‘Let Her Grow’ campaign wins global award

‘Let Her Grow’ campaign wins global award

Multimedia focus on school hairstyles wins Bronze at ‘Oscars of advertising’

‘Let Her Grow’ campaign wins global award
(Photo: Dove Thailand)

A media campaign advocating for the freedom of Thai students to choose how to wear their hair has won an award at the Cannes Lions, the “Oscars of advertising”.

The “Let Her Grow” campaign won a Bronze award in the Health and Wellness category at the media industry event in France this week.
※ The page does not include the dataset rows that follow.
PR #30414, opened 2025-12-10
MAINT: Simplify array setstate by using general deallocation code

mhvk:
In preparation for (perhaps) having the array not necessarily allocate separate memory for sizes+strides and data, this simplifies one of the places where `ndarray` instance hacking takes place, viz., `__setstate__`. Here, one has to replace all bits from initialization of a new instance by pickle with the data actually stored in the pickle. Since that replacement requires what most of what deallocation does, with the exception of deallocating `self` itself, this PR splits off that bit in `arrayobject` and uses it in `methods`.

As part of the above, I made a few other simplifications in `__setstate__` (first commit).

### DIFF
--- a/numpy/_core/src/multiarray/arrayobject.c
+++ b/numpy/_core/src/multiarray/arrayobject.c
@@ -380,25 +380,37 @@ WARN_IN_DEALLOC(PyObject* warning, const char * msg) {
 
 /* array object functions */
 
-static void
-array_dealloc(PyArrayObject *self)
+/*
+ * Much of the actual work for dealloc, split off for use in __setstate__
+ * via clear_array_attributes function defined below.
+ * If not unraisable, will return -1 on error, 0 on success.
+ * If unraisable, always succeeds, though may print errors and warnings.
+ */
+static int
+_clear_array_attributes(PyArrayObject *self, npy_bool unraisable)
 {
     PyArrayObject_fields *fa = (PyArrayObject_fields *)self;
 
     if (_buffer_info_free(fa->_buffer_info, (PyObject *)self) < 0) {
+        if (!unraisable) {
+            return -1;
+        }
         PyErr_WriteUnraisable(NULL);
     }
+    fa->_buffer_info = NULL;
 
-    if (fa->weakreflist != NULL) {
-        PyObject_ClearWeakRefs((PyObject *)self);
-    }
     if (fa->base) {
         int retval;
         if (PyArray_FLAGS(self) & NPY_ARRAY_WRITEBACKIFCOPY)
         {
-            char const * msg = "WRITEBACKIFCOPY detected in array_dealloc. "
+            char const * msg = "WRITEBACKIFCOPY detected in clearing of array. "
                 " Required call to PyArray_ResolveWritebackIfCopy or "
                 "PyArray_DiscardWritebackIfCopy is missing.";
+            /* For non-dealloc case, we simply error */
+            if (!unraisable) {
+                PyErr_SetString(PyExc_RuntimeError, msg);
+                return -1;
+            }
             /*
              * prevent reaching 0 twice and thus recursing into dealloc.
              * Increasing sys.gettotalrefcount, but path should not be taken.
@@ -408,25 +420,34 @@ array_dealloc(PyArrayObject *self)
             retval = PyArray_ResolveWritebackIfCopy(self);
             if (retval < 0)
             {
-                PyErr_Print();
-                PyErr_Clear();
+                PyErr_WriteUnraisable(NULL);
             }
         }
         /*
          * If fa->base is non-NULL, it is something
          * to DECREF -- either a view or a buffer object
          */
-        Py_XDECREF(fa->base);
+        Py_CLEAR(fa->base);
     }
 
     if ((fa->flags & NPY_ARRAY_OWNDATA) && fa->data) {
         /* Free any internal references */
         if (PyDataType_REFCHK(fa->descr)) {
             if (PyArray_ClearArray(self) < 0) {
+                if (!unraisable) {
+                    return -1;
+                }
                 PyErr_WriteUnraisable(NULL);
             }
         }
+        /* mem_handler can be absent if NPY_ARRAY_OWNDATA arbitrarily set */
         if (fa->mem_handler == NULL) {
+            /* For non-dealloc case, we simply error */
+            if (!unraisable) {
+                PyErr_SetString(PyExc_RuntimeError,
+                                "no memory handler found but OWNDATA flag set");
+                return -1;
+            }
             if (npy_global_state.warn_if_no_mem_policy) {
                 char const *msg = "Trying to dealloc data, but a memory policy "
                     "is not set. If you take ownership of the data, you must "
@@ -442,14 +463,36 @@ array_dealloc(PyArrayObject *self)
                 nbytes = 1;
             }
             PyDataMem_UserFREE(fa->data, nbytes, fa->mem_handler);
-            Py_DECREF(fa->mem_handler);
+            Py_CLEAR(fa->mem_handler);
         }
+        fa->data = NULL;
     }
 
     /* must match allocation in PyArray_NewFromDescr */
     npy_free_cache_dim(fa->dimensions, 2 * fa->nd);
-    Py_DECREF(fa->descr);
+    fa->dimensions = NULL;
+    Py_CLEAR(fa->descr);
+    return 0;
+}
+
+static void
+array_dealloc(PyArrayObject *self)
+{
+    // NPY_TRUE flags that errors are unraisable.
+    int ret = _clear_array_attributes(self, NPY_TRUE);
+    assert(ret == 0);  // should always succeed if unraisable.
+    // Only done on actual deallocation, nothing allocated by numpy.
+    if (((PyArrayObject_fields *)self)->weakreflist != NULL) {
+        PyObject_ClearWeakRefs((PyObject *)self);
+    }
     Py_TYPE(self)->tp_free((PyObject *)self);
+}
+
+NPY_NO_EXPORT int
+clear_array_attributes(PyArrayObject *self)
+{
+    // NPY_FALSE flags that errors can be raised.
+    return _clear_array_attributes(self, NPY_FALSE);
 }
 
 /*NUMPY_API
--- a/numpy/_core/src/multiarray/arrayobject.c
+++ b/numpy/_core/src/multiarray/arrayobject.c
@@ -442,12 +442,6 @@ _clear_array_attributes(PyArrayObject *self, npy_bool unraisable)
         }
         /* mem_handler can be absent if NPY_ARRAY_OWNDATA arbitrarily set */
         if (fa->mem_handler == NULL) {
-            /* For non-dealloc case, we simply error */
-            if (!unraisable) {
-                PyErr_SetString(PyExc_RuntimeError,
-                                "no memory handler found but OWNDATA flag set");
-                return -1;
-            }
             if (npy_global_state.warn_if_no_mem_policy) {
                 char const *msg = "Trying to dealloc data, but a memory policy "
                     "is not set. If you take ownership of the data, you must "
--- a/numpy/_core/src/multiarray/arrayobject.c
+++ b/numpy/_core/src/multiarray/arrayobject.c
@@ -358,24 +358,19 @@ PyArray_ResolveWritebackIfCopy(PyArrayObject * self)
 /*********************** end C-API functions **********************/
 
 
-/* dealloc must not raise an error, best effort try to write
-   to stderr and clear the error
-*/
-
-static inline void
-WARN_IN_DEALLOC(PyObject* warning, const char * msg) {
-    if (PyErr_WarnEx(warning, msg, 1) < 0) {
-        PyObject * s;
-
-        s = PyUnicode_FromString("array_dealloc");
-        if (s) {
-            PyErr_WriteUnraisable(s);
-            Py_DECREF(s);
-        }
-        else {
-            PyErr_WriteUnraisable(Py_None);
-        }
+/*
+ * During dealloc we cannot propagate errors so if unraisable is set
+ * we simply print out the error message and convert the error into
+ * success (returning 0).
+ */
+static inline int
+write_and_clear_error_if_unraisable(int status, npy_bool unraisable)
+{
+    if (status < 0 && unraisable) {
+        PyErr_WriteUnraisable(npy_interned_str.array_dealloc);
+        return 0;
     }
+    return status;
 }
 
 /* array object functions */
@@ -392,23 +387,20 @@ _clear_array_attributes(PyArrayObject *self, npy_bool unraisable)
     PyArrayObject_fields *fa = (PyArrayObject_fields *)self;
 
     if (_buffer_info_free(fa->_buffer_info, (PyObject *)self) < 0) {
-        if (!unraisable) {
+        if (write_and_clear_error_if_unraisable(-1, unraisable) < 0) {
             return -1;
         }
-        PyErr_WriteUnraisable(NULL);
     }
     fa->_buffer_info = NULL;
 
     if (fa->base) {
-        int retval;
         if (PyArray_FLAGS(self) & NPY_ARRAY_WRITEBACKIFCOPY)
         {
             char const * msg = "WRITEBACKIFCOPY detected in clearing of array. "
                 " Required call to PyArray_ResolveWritebackIfCopy or "
                 "PyArray_DiscardWritebackIfCopy is missing.";
-            /* For non-dealloc case, we simply error */
-            if (!unraisable) {
-                PyErr_SetString(PyExc_RuntimeError, msg);
+            int retval = PyErr_WarnEx(PyExc_RuntimeWarning, msg, 1);
+            if (write_and_clear_error_if_unraisable(retval, unraisable) < 0) {
                 return -1;
             }
             /*
@@ -416,11 +408,9 @@ _clear_array_attributes(PyArrayObject *self, npy_bool unraisable)
              * Increasing sys.gettotalrefcount, but path should not be taken.
              */
             Py_INCREF(self);
-            WARN_IN_DEALLOC(PyExc_RuntimeWarning, msg);
             retval = PyArray_ResolveWritebackIfCopy(self);
-            if (retval < 0)
-            {
-                PyErr_WriteUnraisable(NULL);
+            if (write_and_clear_error_if_unraisable(retval, unraisable) < 0) {
+                return -1;
             }
         }
         /*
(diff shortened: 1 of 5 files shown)


numpy/_core/src/multiarray/arrayobject.c
```diff
@@ -358,56 +358,61 @@ PyArray_ResolveWritebackIfCopy(PyArrayObject * self)
...
+static int
+_dealloc_all_but_self(PyArrayObject *self, npy_bool unraisable)
 {
     PyArrayObject_fields *fa = (PyArrayObject_fields *)self;
+    int retval;
 
-    if (_buffer_info_free(fa->_buffer_info, (PyObject *)self) < 0) {
-        PyErr_WriteUnraisable(NULL);
+    if (fa->_buffer_info) {
+        if (_buffer_info_free(fa->_buffer_info, (PyObject *)self) < 0) {
```
mhvk: This part shows both the advantage and disadvantage of combining the deallocation from two different parts:
- advantage: `_buffer_info_free` was not called in the `__setstate__` path. Perhaps it can never be set? Or just introduced later? Better safe than sorry!
- disadvantage: bit spaghetti-codey to signal an error return only on one path. Also, we now have to make sure we clear any member that we deallocated (the assignment to NULL just below).

numpy/_core/src/multiarray/arrayobject.c
```diff
@@ -358,56 +358,61 @@ PyArray_ResolveWritebackIfCopy(PyArrayObject * self)
...
+            if (!unraisable) {
+                return -1;
+            }
+            PyErr_WriteUnraisable(NULL);
+        }
+        fa->_buffer_info = NULL;
     }
 
-    if (fa->weakreflist != NULL) {
```
mhvk, line 392: This should only be done for real `dealloc` (there is a guard against calling it when ref count != 0 in the code).

numpy/_core/src/multiarray/arrayobject.c
```diff
@@ -358,56 +358,61 @@ PyArray_ResolveWritebackIfCopy(PyArrayObject * self)
...
-    }
     if (fa->base) {
-        int retval;
         if (PyArray_FLAGS(self) & NPY_ARRAY_WRITEBACKIFCOPY)
         {
             char const * msg = "WRITEBACKIFCOPY detected in array_dealloc. "
                 " Required call to PyArray_ResolveWritebackIfCopy or "
                 "PyArray_DiscardWritebackIfCopy is missing.";
-            /*
-             * prevent reaching 0 twice and thus recursing into dealloc.
```
mhvk, line 403: I don't understand at all why this was there -- if there is a piece of code that tries to defref self again, it is a bug, and should be exposed. Given that tests pass without it, it doesn't seem to be necessary (any more?).

numpy/_core/src/multiarray/arrayobject.c
```diff
@@ -416,22 +421,32 @@ array_dealloc(PyArrayObject *self)
          * If fa->base is non-NULL, it is something
          * to DECREF -- either a view or a buffer object
          */
-        Py_XDECREF(fa->base);
+        Py_CLEAR(fa->base);
     }
-
-    if ((fa->flags & NPY_ARRAY_OWNDATA) && fa->data) {
+    else if ((fa->flags & NPY_ARRAY_OWNDATA) && fa->data) {
```
mhvk: `else if` since one cannot own data and have a base too.

numpy/_core/src/multiarray/arrayobject.c
```diff
@@ -416,22 +421,32 @@ array_dealloc(PyArrayObject *self)
...
+            }
             if (npy_thread_unsafe_state.warn_if_no_mem_policy) {
                 char const *msg = "Trying to dealloc data, but a memory policy "
                     "is not set. If you take ownership of the data, you must "
                     "set a base owning the data (e.g. a PyCapsule).";
-                WARN_IN_DEALLOC(PyExc_RuntimeWarning, msg);
+                retval = WARN_IN_DEALLOC(PyExc_RuntimeWarning, msg, unraisable);
+                assert(retval == 0);  // must be true if unraisable.
             }
             // Guess at malloc/free ???
```
mhvk, line 443: Not directly relevant here, but this seems pretty insane... I guess for deallocation one has little choice...

numpy/_core/src/multiarray/methods.c
```diff
@@ -2072,17 +2072,6 @@ array_setstate(PyArrayObject *self, PyObject *args)
         return NULL;
     }
 
-    /*
-     * Reassigning fa->descr messes with the reallocation strategy,
```
mhvk, line 2077: Yay, this all becomes irrelevant!

numpy/_core/src/multiarray/methods.c
```diff
@@ -2096,31 +2085,19 @@ array_setstate(PyArrayObject *self, PyObject *args)
...
-    npy_bool empty = NPY_FALSE;
-    nbytes = 1;
+    nbytes = typecode->elsize;
     for (int i = 0; i < nd; i++) {
         if (dimensions[i] < 0) {
             PyErr_SetString(PyExc_TypeError,
                     "impossible dimension while unpickling array");
             return NULL;
         }
-        if (dimensions[i] == 0) {
```
mhvk, line 2108: Unlike in `ctors`, here the code never replaced 0 by 1, so there is no need to separately track whether the result is empty: multiplication by 0 will just ensure that.

numpy/_core/src/multiarray/methods.c
```diff
@@ -2134,11 +2111,8 @@ array_setstate(PyArrayObject *self, PyObject *args)
 
         /* Backward compatibility with Python 2 NumPy pickles */
         if (PyUnicode_Check(rawdata)) {
-            PyObject *tmp;
-            tmp = PyUnicode_AsLatin1String(rawdata);
-            Py_DECREF(rawdata);
-            rawdata = tmp;
-            if (tmp == NULL) {
+            Py_SETREF(rawdata, PyUnicode_AsLatin1String(rawdata));
```
mhvk, line 2115: Small simplification

numpy/_core/src/multiarray/methods.c
```diff
@@ -2166,32 +2140,13 @@ array_setstate(PyArrayObject *self, PyObject *args)
             return NULL;
         }
     }
-
-    if ((PyArray_FLAGS(self) & NPY_ARRAY_OWNDATA)) {
```
mhvk, line 2171: The bigger cleanup. Note that this misses cleaning up `_buffer_info`, or the case where there is a `base`. Furthermore, it just clears `WRITEBACKIFCOPY`, while if that is set, presumably something should happen. (It may well be that none of those can happen, but better safe than sorry...)

numpy/_core/src/multiarray/methods.c
```diff
@@ -2221,11 +2176,8 @@ array_setstate(PyArrayObject *self, PyObject *args)
             if (num == 0) {
                 num = 1;
             }
-            /* Store the handler in case the default is modified */
```
mhvk, line 2225: Nice to avoid this strange dance with `mem_handler`.

mhvk (commented):
OK, tests pass now on this refactoring to bring deallocation attempts together. I added some comments in-line to help review.

numpy/_core/src/multiarray/arrayobject.c
seberg: > Perhaps it can never be set? Or just introduced later?

Both are true, since `__setstate__` only makes sense on a fresh array so a buffer cannot have been exported for it (I honestly don't think `__setstate__` is a good choice for our types, but that is a different issue).

numpy/_core/src/multiarray/arrayobject.c
seberg: It is probably never needed, but please don't remove it. If we remove it, I would rather just make the whole pass a full error, since the warning has been around forever (yes, it's not a raised error unfortunately, as it it will be printed).

The problem this protects against is if `PyArray_ResolveWritebackIfCopy` calls `Py_INCREC(self)` for any reason at all, things would blow up.
And while it may be that there is no path that will do an incref, it seems opaque enough to follow that leaking a global reference here is immaterial.
(Yeah, I am basically saying that I don't want to audit/promise that `PyArray_ResolveWritebackIfCopy` won't cause an `INCREF`.)

numpy/_core/src/multiarray/arrayobject.c
seberg: I don't think that is correct the update-if-copy path above has both set.

numpy/_core/src/multiarray/arrayobject.c
seberg: Not all _that_ insane, it allows downstream C extensions to create NumPy arrays in C that own their data but use an existing allocation.

It might be nice if those created a little capsule that owned the data instead, but that is a pretty big ABI break and honestly, I don't think this path is _that_ bad.

numpy/_core/src/multiarray/arrayobject.c
seberg: Can you re-factor this and remove the unraisable propagation?  This function has no reason to handle it, it can just propagate errors normally (it has be careful to be OK with an in-flight error, but it is, I think).

You can handle the `PyErr_WriteUnraisable` inside `dealloc` where it is obvious.
We could put the `array_dealloc` string into the static string data to avoid that error handling/NULL path, but it is also OK as it is (avoiding the `NULL` was there for older PyPy versions which is irrelevant.)

numpy/_core/src/multiarray/arrayobject.c
```diff
@@ -358,56 +358,61 @@ PyArray_ResolveWritebackIfCopy(PyArrayObject * self)
...
-static void
-array_dealloc(PyArrayObject *self)
+/*
+ * Much of the actual work for dealloc, split off for use in __setstate__
+ * via dealloc_all_but_self function defined below.
+ * If not unraisable, will return -1 on error, 0 on success.
+ * If unraisable, always succeeds.
+ */
+static int
+_dealloc_all_but_self(PyArrayObject *self, npy_bool unraisable)
```
seberg: I wonder if can find a nicer name "clear" might make sense. But we only use it twice, so doesn't matter much.

(`clear` is also a bit clearer on the fact that I think it now has to be setup to be OK to call twice due to error handling in `__setitem__`.)

numpy/_core/src/multiarray/arrayobject.c
```diff
@@ -442,16 +457,40 @@ array_dealloc(PyArrayObject *self)
...
-            Py_DECREF(fa->mem_handler);
+            Py_CLEAR(fa->mem_handler);
         }
+        fa->data = NULL;
     }
 
     /* must match allocation in PyArray_NewFromDescr */
-    npy_free_cache_dim(fa->dimensions, 2 * fa->nd);
-    Py_DECREF(fa->descr);
+    if (fa->dimensions != NULL) {
```
seberg: doesn't `npy_free_cache_dims` include the `!= NULL` check like typical `free` functions?

numpy/_core/src/multiarray/methods.c
```diff
@@ -2096,31 +2085,19 @@ array_setstate(PyArrayObject *self, PyObject *args)
...
-            empty = NPY_TRUE;
-        }
         overflowed = npy_mul_sizes_with_overflow(
                 &nbytes, nbytes, dimensions[i]);
         if (overflowed) {
             return PyErr_NoMemory();
         }
     }
-    overflowed = npy_mul_sizes_with_overflow(
-            &nbytes, nbytes, PyArray_ITEMSIZE(self));
```
seberg, line 2118: Hmmmm, the order here may be there intentionally for when `itemsize` is zero, we still need to limit the number of elements in the array to not overflow.

(For that path, even the "replace with 1" logic might be strictly speaking needed; iterations over a subset of axes shouldn't be able to cause overflows. All of this should be possible when unpickling an array created on a 64bit system on a 32bit one.)

numpy/_core/src/multiarray/methods.c
seberg: Yeah, none of this is remotely possible. If you call `__setstate__` on anything but a freshly created array during pickling, you are in trouble anyway.

numpy/_core/src/multiarray/methods.c
```diff
@@ -2166,32 +2140,13 @@ array_setstate(PyArrayObject *self, PyObject *args)
...
-    PyArray_CLEARFLAGS(self, NPY_ARRAY_WRITEBACKIFCOPY);
-
-    if (PyArray_DIMS(self) != NULL) {
-        npy_free_cache_dim_array(self);
-        fa->dimensions = NULL;
+    /*
+     * Get rid of everything on self, and then populate with pickle data.
+     */
+    if (dealloc_all_but_self(self) < 0) {
+        return NULL;
```
seberg, line 2148: OK, we assume that the only place where `__setitem__` is called is unpickling, which means that the _only_ thing that can happen to `self` on error return is that it is deleted (at this point, the array is completely broken!).

Of course, this can't actually fail in that context, because all of the paths that _might_ fail are actually unreachable.

seberg (commented):
A couple of comments, although by the time I reached the end of this, I am wondering if we can't just tighten error checks rather than taking into account things like a mutated data handler?

To be clear, I am not sure that this will simplify things quite enough to be worthwhile, but as such I like the idea of `__setstate__` being restrictive.

The fact is, we just created that array with `_reconstruct`, unfortunately, that might have caused a call to `__array_finalize__` which can do some crazy things (like reshaping), I don't think it can do many crazy things, such as:
* The data handler must be the default.
* The `OWNDATA` flag cannot have been unset.

I suppose technically, it could in theory do buffer exports, but it cannot have writebackifcopy (in a reasonable way).
Although, I would be willing to gamble on the buffer export thing and help that one person who it might hit to deal with it.

mattip:
Where are we in review of this PR? I see some comments that are not closed, and there is a merge conflict.

numpy/_core/src/multiarray/arrayobject.c
mhvk: I've gone for `clear_array_attributes` - better?

numpy/_core/src/multiarray/arrayobject.c
mhvk: I'm a little confused: as is, the behaviour is different depending on whether `unraisable` is set: if it is, the function keeps going, trying to deallocate everything, while if not, it bails on an error. Furthermore, if set, having no memory policy leads to a warning (instead of a failure), and warnings are treated more carefully.

I don't think I'm allowed to just bail if I'm in `dealloc`, so were you thinking of always continuing? But would I then need to clear any errors to ensure that there are no double errors any time?

The one advantage of what I have is that there is, by construction, no real change: for `__setstate__`, the error is fast, which presumably ends up percolating up so that `self` gets deallocated and the any remaining clearing is done.

Anyway, I would also prefer it if I could just bail on error, but am confused!

numpy/_core/src/multiarray/arrayobject.c
mhvk: My tendency here would be to bite the bullet and make this an error. But for now let me just put the code back.

numpy/_core/src/multiarray/arrayobject.c
mhvk: OK, reverted.

numpy/_core/src/multiarray/arrayobject.c
mhvk: Hmm, those extensions would get warning messages all the time, though, which seems pretty annoying. Anyway, out of scope here!

numpy/_core/src/multiarray/arrayobject.c
mhvk: I guess as long as `dealloc` is safe, it should indeed be OK: https://github.com/numpy/numpy/blob/f590d096927d9165979d3a7fb3b72a07364344f2/numpy/_core/src/multiarray/alloc.cpp#L191-L205

numpy/_core/src/multiarray/methods.c
mhvk: If that is the case, the code was wrong already: the only change I made, really, is to change the start from `nbytes = 1` to `nbytes = itemsize`, which allows removing the final multiplication with it.

If one wanted to have the same behaviour as in the constructor, one needs to ensure that for a dimension of zero, that does not get multiplied through.

Note that arguably there is a good case to factor out pieces of the constructor as well, and use those here, but maybe out of scope?

mhvk (commented):
@mattip - thanks for the reminder, I've now rebased and addressed most of the comments.

@seberg - the main remaining suggestion you made is to have the new function always just error, but I'm unsure how to deal with possibly multiple errors; see in-line.

numpy/_core/src/multiarray/arrayobject.c
seberg: Ah sorry, yeah... I guess it might be nice if it would execute everything either way, but that doens't make sense, since you would have to catch all the errors which is worse.

numpy/_core/src/multiarray/arrayobject.c
seberg: I'll be so free and remove the error path for this one.  This warning still defaults to `False`, so I think we have to make it a decision to default it to be True first (and maybe explain how to turn it off with the env variable within the warning).

---

I realize this doesn't actually matter at all, because the pickle path will never run into this.

numpy/_core/src/multiarray/arrayobject.c
```diff
@@ -408,25 +420,34 @@ array_dealloc(PyArrayObject *self)
...
             }
         }
+        /* mem_handler can be absent if NPY_ARRAY_OWNDATA arbitrarily set */
         if (fa->mem_handler == NULL) {
+            /* For non-dealloc case, we simply error */
+            if (!unraisable) {
+                PyErr_SetString(PyExc_RuntimeError,
+                                "no memory handler found but OWNDATA flag set");
+                return -1;
+            }
```
seberg:
```suggestion
```

numpy/_core/src/multiarray/methods.c
seberg: Yeah, sorry, I must have went through pretty quickly back then. It is strictly speaking wrong, but you are right that it was just as wrong before.

seberg (approved):
Thanks Marten, sorry that my review was a bit sloppy there asking for refactors that didn't make sense.

I still wonder if we actually want to use this clearing logic, but this is a nice cleanup and I am not sure that refactoring things there can be done really.

numpy/_core/src/multiarray/arrayobject.c
seberg: Ah, whoops, this means that the error is not raised when we the warning is raised, so not quite ideal, let me see...

seberg:
Sorry, my deleting those lines wasn't a good idea, but instead I refactored it to add a small helper so we can do:
```
                if (write_and_clear_error_if_unraisable(retval, unraisable) < 0) {
                    return -1;
                }
```
(And remove the `WARN_IN_DEALLOC` one instead.)  Not the prettiest, but I think it is a bit clearer than before and means that the warning behavior is just identical, which to me feels like the safer choice.

Anyway, I think it's all good, and if I come across it again I will merge, but if you have a brief look and merge that is even better.

mhvk:
@seberg - yes, I like your improvements, and good to get rid of `WARN_IN_DEALLOC`. Let's merge this.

The campaign was sponsored by Dove Thailand, part of the international consumer products group Unilever, and developed by the media agency Edelman. 

The Health and Wellness Lions celebrate creativity in the field of consumer healthcare and personal wellbeing, according to the Cannes organisers.

Edelman said the longstanding tradition of hairstyle regulation in Thailand’s school system was having a significant impact on students’ confidence.

“Through extensive research, we learned that 8 in 10 secondary school students, and 7 in 10 young women reported that forced haircuts have a negative impact on their self-confidence, highlighting the emotional toll this practice takes on them,” it said.

“Dove turned the iconic school bob into a powerful symbol for change,” it said. “It was a rallying call, inviting everyone to stand together in ending confidence-cutting forced haircuts for good, and to create a future where students can grow into the greatest version of themselves.”

The “Let Her Grow” video was broadcast widely on mass-market TV stations last year, and has also been viewed 4.6 million times on YouTube to date.

The campaign also had social media and print components, while also reaching out to key opinion leaders in numerous fields to get involved in the conversation.

Edelman said the campaign helped widen the public debate about student hairstyles that ultimately resulted in the Ministry of Education in January lifting its restrictions on how schools manage rules on hairstyles.

From now on, the ministry said, it would allow each school to formulate their own policy, with student input if they wish.